* _Problem statement_
Which lines of the listing below contain the word "letters"? Return them.

* _Source data_
◆ ◆ ◆ ◆

PR #58, opened 2025-03-20
LNI-251: Handle remaining issues with Quoted Structure handling

mcpheed1:
- Added missing Quoted Structure attributes: `ukl:indent="indent0"`, `ukl:docName="nia"`, and `ukl:context="body"`
- Allowed section/subsection numbers with multiple strings of digits separated by letters (i.e. '63Z1' from the Justice Bill)
- Allowed Grouping Provisions as Leaves (these can occur in Quoted Structures)
- Relaxed italicisation requirement for Cross Headings. Instead of the whole line needing to be italic, only part of the line need be so. This is so that non-italic quote marks and/or appendTexts surrounding quoted Cross Headings don't prevent the parser from recognising them as Cross Headings.
- Removed all-caps requirement for Schedule Numbers for the same reason. Also allowed Schedule Numbers to contain letters, like Grouping Provisions. 
- Updated the ExtractQuotedAndAppendTexts algorithm such that it works when the end quote / appendText spans multiple Inlines.


mcpheed1:
Closing this pull request without merging. These changes will instead by included in the upcoming `sprint-23` PR, per our discussion earlier this week about transitioning to staggered fortnightly PRs.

◆ ◆ ◆ ◆

* _Task response_
- Allowed section/subsection numbers with multiple strings of digits separated by letters (i.e. '63Z1' from the Justice Bill)
- Removed all-caps requirement for Schedule Numbers for the same reason. Also allowed Schedule Numbers to contain letters, like Grouping Provisions. 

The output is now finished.